DL is yet far from perfect but we’re making huge headways into making an AI a reality.

As a new research area, deep learning (DL) is taking surprisingly big steps, and not just with the theoretical aspects of it. DL is making huge inroads into applications in fields as diverse as robotics, language translation and gaming, to name a few. Especially, in the field of robotics, deep learning has already started making its impact visible. At the recently held Google I/O, Japan-based SoftBank Robotics handed over Pepper, the humanoid robot, to the researchers at Google in a collaboration aimed at giving rise to the first generation of robots making use of deep learning.

Pepper at Google I/O 2016

What is it that distinguishes robots from humans?

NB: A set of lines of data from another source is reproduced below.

PR #2822, opened 2021-11-07
Fix InvocationInfo on geometry shader and bindless default integer const

### LINKED ISSUE #2821: (Regression) Worm Jazz - 01009CD012CC0000 missing graphics
## Bug Report
the game is missing graphics
the last good version is 1.0.7077
the bad version is when it first started is 1.0.7078
Initial tessellation shader support (#2534)

just load the game

[ Include a detailed step by step process for recreating your issue. ]

### Log file

### Environment?

- Ryujinx version: 1.0.7098

- Game version: 1.4.1
[ Replace X's with the game version at time of crash. ]
- System Specs:
  - OS: *( Windows 10)*
  - CPU: *(e.g. i7-6700)*
  - GPU: *(AMD Raedon RX580)*
  - RAM: *(e.g. 16GB)*
- Applied Mods : [  No ]

### Additional context?

[ Any other information relevant to your issue. ]

gdkchan:
This fixes a regression introduced on #2534 where shaders would be generated trying to access `gl_PatchPrimitivesIn` on geometry shaders, because the invocation info system register is accessed on those shaders, however this built-in can only be accessed on tessellation evaluation shaders according to the spec.

Also contains a fix for another issue I found while testing this, bindless images with unknown handle source uses a 0 constant right now. However, it was using a float constant for images with integer formats, which is incorrect. Change it to use the proper integer type, this fixes some shader compilation errors.

The first issue apparently doesn't affect NVIDIA, as apparently their compiler doesn't complain on OpenGL and it "just works".
On AMD and Intel, this fixes a regression that broke geometry shaders, they caused some UE4 games to only show a black screen there because those games writes a 3D LUT texture from a draw that uses geometry shaders (to specify the slice). This is also most likely what caused the regression on Vulkan.

Fixes #2821.

### DIFF
--- a/Ryujinx.Graphics.Gpu/Shader/ShaderCache.cs
+++ b/Ryujinx.Graphics.Gpu/Shader/ShaderCache.cs
@@ -40,7 +40,7 @@ namespace Ryujinx.Graphics.Gpu.Shader
         /// <summary>
         /// Version of the codegen (to be changed when codegen or guest format change).
         /// </summary>
-        private const ulong ShaderCodeGenVersion = 2768;
+        private const ulong ShaderCodeGenVersion = 2822;
 
         // Progress reporting helpers
         private volatile int _shaderCount;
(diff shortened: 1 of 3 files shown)


benderscruffy:
the unreal engine games that are missing graphics are showing now
ryujinx_capture_2021-11-07_18-31-19
ryujinx_capture_2021-11-07_18-34-38
ryujinx_capture_2021-11-07_18-36-17
ryujinx_capture_2021-11-07_18-39-19
ryujinx_capture_2021-11-07_18-50-22
ryujinx_capture_2021-11-07_18-50-56

Thog (approved):

riperiperi (approved):
LGTM

Linear524:
Trailing shadow bug is still here... Is it possible to fix it 
ryujinx_capture_2021-11-08_19-24-38
?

Robotic behaviour, as opposed to human behaviour, is based largely on a sense-plan-act paradigm, which is based on a considerable amount of processing, based on an ideal model of the world around. Humans, however, do a lot of things reflexively, and much faster than their robotic counterparts, without very little pre-planning.

Take, for example, the act of serving a tennis ball. As long as the ball is in the air, the tennis player continuously keeps track of its motion, and makes small, but fast corrections, so that, in the end, the racket hits the ball perfectly. It is this feedback mechanism that’s instinctively a part of human and animal behaviour that the researchers in the field of robotics are trying to mimic. Although servoing and feedback control have been studied substantially in robotics, the question of how to define the right sensory cue remains exceptionally challenging, especially for rich modalities such as vision. So instead of choosing the cues by hand, we can program a robot to acquire them on its own from scratch, by learning from extensive experience in the real world. In the process, they make use of deep convolutional neural networks (CNNs), and continuous feedback.

Google has been extremely proactive in investing in DL research. They are known to be exploring methods of integrating deep learning into their recently developed self-driving cars. It is believed that the use of such techniques are going to improve image recognition substantially. Another research group (at UC, Berkeley) has reportedly developed a robot that can learn to walk on its own, just like a human child. This robot, aptly named Darwin, is hopefully just the beginning of the era of ultra-smart robotics.

The days ahead sure promise to be exciting for us robotics enthusiasts!